Understanding eligible expenses is key to maximizing your FSA benefits. Funds from a Health Care FSA can be used for a broad range of medical, dental, and vision expenses for diagnosis, treatment, or prevention of disease. Common eligible expenses include doctor visits, prescription medications, eyeglasses, contact lenses, and dental work. Over-the-counter medications and menstrual care products became eligible without a doctor’s prescription. Costs for medical equipment like crutches, supplies such as bandages, and diagnostic devices like blood sugar test kits are covered.
Dependent Care FSAs cover expenses related to the care of a qualifying individual, allowing you (and your spouse, if filing jointly) to work or look for work. Eligible individuals include a child under the age of 13, or a spouse or other dependent of any age who is physically or mentally incapable of self-care and lives in your home. Qualified expenses include daycare, preschool, before- and after-school care, and summer day camps. Payments for a nanny or in-home care for qualified individuals can also be reimbursed.
Accurately estimating your future eligible expenses is important for determining an appropriate FSA contribution. Start by reviewing your past spending on healthcare and dependent care. Gather records from the previous year, including receipts for medical bills, prescription costs, dental expenses, vision care, and any out-of-pocket dependent care payments. This historical data provides a realistic baseline for your anticipated costs.
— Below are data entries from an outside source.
PR #3266, opened 2026-08-06
perf: reduce memory usage in schema compilation with caveats

miparnisari:
Before

image

After

image

### DIFF
--- a/pkg/caveats/env.go
+++ b/pkg/caveats/env.go
@@ -2,6 +2,7 @@ package caveats
 
 import (
 	"fmt"
+	"sync"
 
 	"github.com/authzed/cel-go/cel"
 
@@ -13,6 +14,9 @@ import (
 type Environment struct {
 	ts        *types.TypeSet
 	variables map[string]types.VariableType
+
+	celEnvMu sync.Mutex
+	celEnv   *cel.Env // GUARDED_BY(celEnvMu)
 }
 
 // NewEnvironmentWithDefaultTypeSet creates and returns a new environment for compiling a caveat,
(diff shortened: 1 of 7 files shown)


pkg/schemadsl/compiler/translator.go
```diff
@@ -160,7 +162,6 @@ func translateCaveatDefinition(tctx *translationContext, defNode *dslNode) (*cor
 		return nil, defNode.WithSourceErrorf(definitionName, "caveat `%s` must have at least one parameter defined", definitionName)
 	}
 
-	env := caveats.NewEnvironmentWithTypeSet(tctx.caveatTypeSet)
```
miparnisari, line 163: this line was costing us a lot

tstirrat15 (dismissed):
LGTM

pkg/caveats/env.go
```diff
@@ -77,6 +81,13 @@ func (e *Environment) EncodedParametersTypes() map[string]*core.CaveatTypeRefere
 
 // asCelEnvironment converts the exported Environment into an internal CEL environment.
 func (e *Environment) asCelEnvironment(extraOptions ...cel.EnvOption) (*cel.Env, error) {
+	e.celEnvMu.Lock()
+	defer e.celEnvMu.Unlock()
+
+	if e.celEnv != nil {
```
josephschorr, line 100: This is only safe if the extraOptions are not different between calls - please add a unit test to reproduce that potential issue, and then fix; I don't *think* we change the extra options, but best to have coverage

pkg/schemadsl/compiler/translator.go
```diff
@@ -39,6 +39,8 @@ type translationContext struct {
 	// A mapping of partial name -> partial DSL nodes whose resolution depends on
 	// the resolution of the named partial
 	unresolvedPartials *mapz.MultiMap[string, *dslNode]
+
+	env *caveats.Environment
```
josephschorr: doc comment

pkg/caveats/env.go
miparnisari: Good point. I've removed the `extraOptions` param because it's never used.

josephschorr (dismissed):
LGTM

tstirrat15 (approved):
LGTM

PR #3273, opened 2026-08-13
fix: allow prefixed definition names in permission type annotations

### LINKED ISSUE #3272: Permission type annotations do not parse prefixed definition names
### What happened

With `use typechecking`, a permission type annotation that references a prefixed definition name fails to parse:

```zed
use typechecking

definition example/user {}

definition document {
  relation viewer: example/user

  permission view: example/user = viewer
}
```

```
error: parse error in `schema.zed`, line 8, column 27: Expected one of: [TokenTypeEquals], found: TokenTypeDiv
  5 | definition document {
  6 |   relation viewer: example/user
  7 |
  8 >   permission view: example/user = viewer
    >                           ^
  9 | }
 10 |
```

https://authzed.com/docs/spicedb/concepts/schema#object-type-definitions

ivanauth:
Fixes #3272

Permission type annotations (`use typechecking`) failed to parse prefixed definition names (`permission view: example/user = viewer`) because the annotation parser consumed single identifiers instead of type paths. Relation type references already accept them.

Changes:
- Parser: `consumeTypeAnnotation` uses `consumeTypePath()` at both sites (first type and each `|` continuation).
- Translator: annotations are normalized with the object type prefix like relation type references, since validation compares them against fully-qualified terminal types by exact string match. Skipped when typechecking is off (annotations are stripped then, and rejecting unprefixed ones would break previously-valid schemas).
- `use` flags are registered before partial/import translation, so annotations in partials and imported files are normalized correctly.


tstirrat15 (approved):
This looks good to me.

PR #3275, opened 2026-08-17
chore: embed consistency test files

miparnisari:


pkg/validationfile/loader.go
```diff
@@ -106,21 +131,41 @@ func PopulateFromFilesContents(ctx context.Context, dl datalayer.DataLayer, cave
...
-			}
-			data, err := io.ReadAll(file)
-			if err != nil {
-				return nil, datastore.NoRevision, fmt.Errorf("error when reading schema file %s: %w", schemaPath, err)
+			var schemaPath string
+			var data []byte
+
+			if fsys != nil {
+				// io/fs paths are always slash-separated and rooted at the
+				// filesystem, so fs.ValidPath is the escape check filepath.IsLocal
```
tstirrat15, line 139: Minor nit would be to break this down into a couple of functions so that this function isn't switching on `fsys` but rather calling different logic depending on the context

tstirrat15 (approved):
LGTM

PR #3286, opened 2026-08-25
perf(crdb): use pgx exec mode for reads

josephschorr:
CockroachDB reads inline the revision into the SQL text — `crdbReader.addFromToQuery` concatenates `AS OF SYSTEM TIME <rev>` into the FROM clause — so every new revision produces statement text that will never be looked up again. pgx keys its statement cache on exact text, so the read pool accumulates prepared statements in CockroachDB without bound.

Writes are different: they run with no `AS OF SYSTEM TIME` inlined, and their text varies only with the number of relationships in a batch. Those statements are genuinely reused, so the write pool keeps pgx's default `cache_statement` mode.

Postgres has defaulted to `exec` since #1994; CRDB was never switched over.

### Numbers

3-node CockroachDB cluster, blended check / bulk-check / write load, 15 minutes per arm. CockroachDB's `sql_mem_sql_session_prepared_current`, summed across nodes:

| | prepared statement memory |
| --- | --- |
| before | 61.75 MB, growing linearly, no plateau |
| after | 1.18 MB, plateaus early |

Check latency is unchanged.

### Also included

- Registers `map[string]any` as `jsonb`. Exec mode infers parameter types from Go types rather than asking the server, and would otherwise reject caveat context as ambiguous.
- Forces binary transfer for the schema chunk queries. `bytea` in text format is hex-encoded, and since every chunk of a schema goes into a single multi-row INSERT, a large schema would exceed CockroachDB's 16MiB pgwire message limit.

Deployments can revert with `?default_query_exec_mode=cache_statement` in the datastore URI.

### DIFF
--- a/internal/datastore/crdb/crdb.go
+++ b/internal/datastore/crdb/crdb.go
@@ -80,6 +80,12 @@ func newCRDBDatastore(ctx context.Context, url string, options ...Option) (datas
 	if err != nil {
 		return nil, common.RedactAndLogSensitiveConnString(ctx, errUnableToInstantiate, err, url)
 	}
+	// Reads only. See the note on the write pool below for why the two differ.
+	pgxcommon.ConfigureDefaultQueryExecMode(readPoolConfig.ConnConfig)
+	readPoolConfig.AfterConnect = func(ctx context.Context, conn *pgx.Conn) error {
+		RegisterTypes(conn.TypeMap())
+		return nil
+	}
 
 	writePoolConfig, err := pgxpool.ParseConfig(url)
 	if err != nil {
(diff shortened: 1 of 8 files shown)


internal/datastore/crdb/crdb.go
```diff
@@ -89,6 +95,28 @@ func newCRDBDatastore(ctx context.Context, url string, options ...Option) (datas
...
+	// switched to exec. The two paths generate SQL text with very different lifetimes:
+	//
+	//   Reads inline the revision -- crdbReader.addFromToQuery concatenates
+	//   "AS OF SYSTEM TIME <rev>" into the FROM clause -- so every new revision produces a fresh
+	//   generation of statement text that will never be looked up again. pgx keys its cache on exact
+	//   text, so a read pool accumulates prepared statements without bound: measured at 62-68MB
+	//   across a 3-node cluster and still climbing linearly when the test ended.
+	//
+	//   Writes run with atSpecificRevision == "" and inline nothing. Their text varies only with the
+	//   number of relationships in the batch (squirrel appends one VALUES tuple per row), which is
```
tstirrat15, line 108: squirrel?

tstirrat15 (approved):
Nice find

internal/datastore/crdb/crdb.go
josephschorr: Its the go lib we use for building SQL

internal/datastore/crdb/schema_chunker.go
```diff
@@ -17,6 +17,39 @@ const (
...
+// which in effect halves the largest schema SpiceDB can store on CRDB. Note that
+// shrinking crdbMaxChunkSize does not help, because the limit is hit by the
+// combined message rather than by any individual chunk.
+//
+// DescribeExec is used rather than CacheStatement deliberately. Both restore the
+// binary format, but CacheStatement would leave named prepared statements on the
+// server, which is the very cost the exec-mode default was introduced to avoid;
+// and because the INSERT's SQL text varies with the number of chunks, caching it
+// would churn rather than be reused. DescribeExec costs one extra round trip, on
+// queries that run only when a schema is written or when the schema cache misses.
```
miparnisari, line 50: can we simplify this godoc please?

also, in a different PR, can you add a claude.md file to never write such large godocs?

internal/datastore/crdb/pool/health.go
```diff
@@ -46,6 +46,7 @@ func NewNodeHealthChecker(url string) (*NodeHealthTracker, error) {
 	if err != nil {
 		return nil, err
 	}
+	pgxcommon.ConfigureDefaultQueryExecMode(connConfig)
```
miparnisari, line 49: why does the health tracker need this?

internal/datastore/crdb/migrations/driver.go
```diff
@@ -36,6 +36,7 @@ func NewCRDBDriver(ctx context.Context, url string) (*CRDBDriver, error) {
 	}
 	pgxcommon.ConfigurePGXLogger(connConfig)
 	pgxcommon.ConfigureOTELTracer(connConfig, false)
+	pgxcommon.ConfigureDefaultQueryExecMode(connConfig)
```
miparnisari, line 39: why does the migration driver need this?

internal/datastore/crdb/schema_chunker.go
josephschorr: I actually asked it to be explicitly descriptive for this one comment

internal/datastore/crdb/pool/health.go
josephschorr: It doesn't *need* it, but the goal was to have all reads except those explicitly carved out using the exec mode - I suppose we could undo it for health and migrations, but I wanted to minimize the number of prepared queries we used

internal/datastore/crdb/migrations/driver.go
josephschorr: See above

miparnisari (approved):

Consider any known upcoming expenses that might impact your needs in the next plan year. This could involve planned surgeries, orthodontic treatment, new prescriptions, or changes in your family’s health status. If you are expecting a child, factor in increased medical costs for prenatal care and delivery, as well as potential future childcare expenses. Similarly, evaluate any changes in your childcare arrangements, such as transitioning from part-time to full-time care or enrolling a child in a new program.
Be cautious when estimating your contributions due to the “use-it-or-lose-it” rule. While using pre-tax funds for eligible expenses is beneficial, overestimating can result in the forfeiture of unused money. Some employers and FSA administrators offer online tools or calculators that can assist in this estimation process.
A key aspect of FSAs is the “use-it-or-lose-it” rule, meaning funds not used by the end of the plan year are forfeited. This rule highlights the importance of careful planning to avoid losing pre-tax contributions. Most FSA plans operate on a calendar year, meaning funds must be spent by December 31st, though the plan year can vary by employer.
Employers, however, may offer one of two exceptions to this rule to provide participants with more flexibility. One option is a carryover, which allows a limited amount of unused Health Care FSA funds to be rolled over into the following plan year. For 2025, the maximum carryover amount is $660. This means you would not lose the entire unused balance if it falls within this limit.
Alternatively, an employer might offer a grace period, which provides an extension of up to two and a half months after the plan year ends to incur and use remaining FSA funds. For instance, for a calendar year plan, a grace period would extend the spending deadline to March 15th of the following year. Employers can choose to offer either a carryover or a grace period, but not both, or they may choose to offer neither. Reviewing your specific plan details during open enrollment is crucial to understand how these exceptions apply.